# Devo farcela!



## dolcetto81

Hi everybody,
How can I translate the sentence in English:

"Devo farcela!" as an exclamation. 

My attempt: I have to make it.

Is it correct?

Thank you very much

Vale


----------



## You little ripper!

It depends on the context, dolcetto. What specifically are we talking about?


----------



## dolcetto81

Well, I want to write a sentence for my facebook status; what I mean is I want to achieve some hard results even if it seems impossible.

I hope I've been clear.

Vale


----------



## rrose17

_I have to do it_! Or more colloquially _Gotta do it_!


----------



## dolcetto81

And "I have to make it" is wrong? 

Vale


----------



## rrose17

In this case I wouldn't use _make_ unless you are talking about something specifically that you make (a cake, a website, a plan). In general, for example if you are talking about succeeding at school, if you have a lot of work in front of you, then I'd say I have to do it. Make it would sound odd.


----------



## legnoduro

In this context can "Devo farlo" also be used?


----------



## miri

I think Dolcetto means "to succeed" ("farcela", not "farlo"). Wouldn't "to make it" be correct, rrose, legnoduro?

Examples:

You can make it, if you try! 
I've made it!


----------



## dolcetto81

Oh I've got it.

Thank you very much

Vale


----------



## infinite sadness

legnoduro said:


> In this context can "Devo farlo" also be used?


I think no.


----------



## dolcetto81

Uhm ... now I confused, what I mean is exactly what Miri wrote....


----------



## infinite sadness

Miri si riferiva a "devo farlo".

Per "devo farcela" non puoi usare il verbo to make.


----------



## dolcetto81

Maybe I've been confused by a madonna's song "Jump" where she says:

"I'm going down my on road and I can make it alone" 

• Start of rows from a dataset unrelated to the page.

PR #1064, opened 2023-05-24
fix(send): only process payment data

pwltr:
### Description

This reverts pasting via OS paste to not automatically navigate the user and also prevents processing non payment data (slashAuth, slashFeed, slashtag without payment data) in the send flow.

### Type of change

### Tests

- [ ] Detox test
- [ ] Unit test
- [x] No test

### Screenshot / Video

https://github.com/synonymdev/bitkit/assets/8538369/d4ceea7c-352a-41bf-9ee8-d5f678a775c3

### QA Notes

In the Send flow only payable data should be processed. Pasting via OS paste should not forward the user but data should still be validated. Using the paste button or using the scanner should show errors for non-payable data. The main scanner should still process all supported data.

Test URIs:

- invalid BIP21: bitcoin:bcrt1qfwysev5dyu56xga9egkdemgd28hy9cv8fdt4v
- valid BIP21: bitcoin:bcrt1qfwysev5dyu56xga9egkdemgd28hy9cv8fdt4vm?amount=0.00012
- valid slashtag w/ payment data: slash:3kdqkopdjdkx5umunigzyw8ckoucfqe1k96obxu4tds1urm5a6uo
- valid slashtag without payment data: slash:3kdqkopdjdkx5umunigzyw8ckoucfqe1k96obxu4tds1urm5a6u
- invalid slashtag: slash:1234
- valid slashAuthUrl: slashauth:unrreuy3r4qkadioomgrcfonqkf5d1smyegqpod3pp59aqxpruhy?q=tqs0dfzdvk
- valid slashFeedUrl: slashfeed:53egeirg88ghrg9ssjqf6136dqra3ixdbsikx3rhaarrpjbox8oy#encryptionKey=5da9xnmn6wboyiu3zihzr9k3tc11t5p4d9ypaimuwk7sbo3k7u5o


limpbrains:
I find it confusing, that I need to tap on the paste button after I've already pasted the data.

pwltr:
> I find it confusing, that I need to tap on the paste button after I've already pasted the data.

No, you would tap the 'Continue' button. For the OS paste we don't want to redirect the user. Here is the explanation from Aldert:

> The initial reasoning behind this decision to have a slightly different behavior for these two paste functions is that this allows advanced or security savvy users to use the input field more precisely, and to double check the full address they paste in there. In contrast, the paste action button functions as a shortcut to the review&send for daily/quick use.

limpbrains (approved):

and I've misinterpreted as "Sto andando per la mia strada e posso farcela da sola".

What do you think?

Vale


----------



## rrose17

To my ears I think it works to say _I can make it! _or_ You can make it!_ as a general statement and it catches the meaning. But if you say _I have to make it_, it changes the meaning and doesn't work as well.


----------



## dolcetto81

Ok I see the difference!

Thank you!


----------



## rafanadal

So, if you had to choose a verb to follow Obama's world hit "Yes we can" would it be "make" or "do"?. Based on what you guys suggest, I understand it would be "make".


----------



## rrose17

In this case I think that's the point of just saying "Yes we can" Perhaps the reader/listener will say can what? And the implied answer here is yes we can do it, yes we can make it, yes we can run, jump, solve all our problems. We can. 

That being said, despite the discussion above, I think the difference in these contexts between we can do it and we can make it is slight.


----------



## rafanadal

Thank you rrose.
I still continue to judge "do" more appropriate in Obama's sentence. My opinion is based on what dictionaries' entries say.
To make is more related to creating, producing things out of, let's say "basic commodities"  
To do is more related to performing, carrying out actions.


----------



## rrose17

Again the difference is slight and at times can be interchangeable.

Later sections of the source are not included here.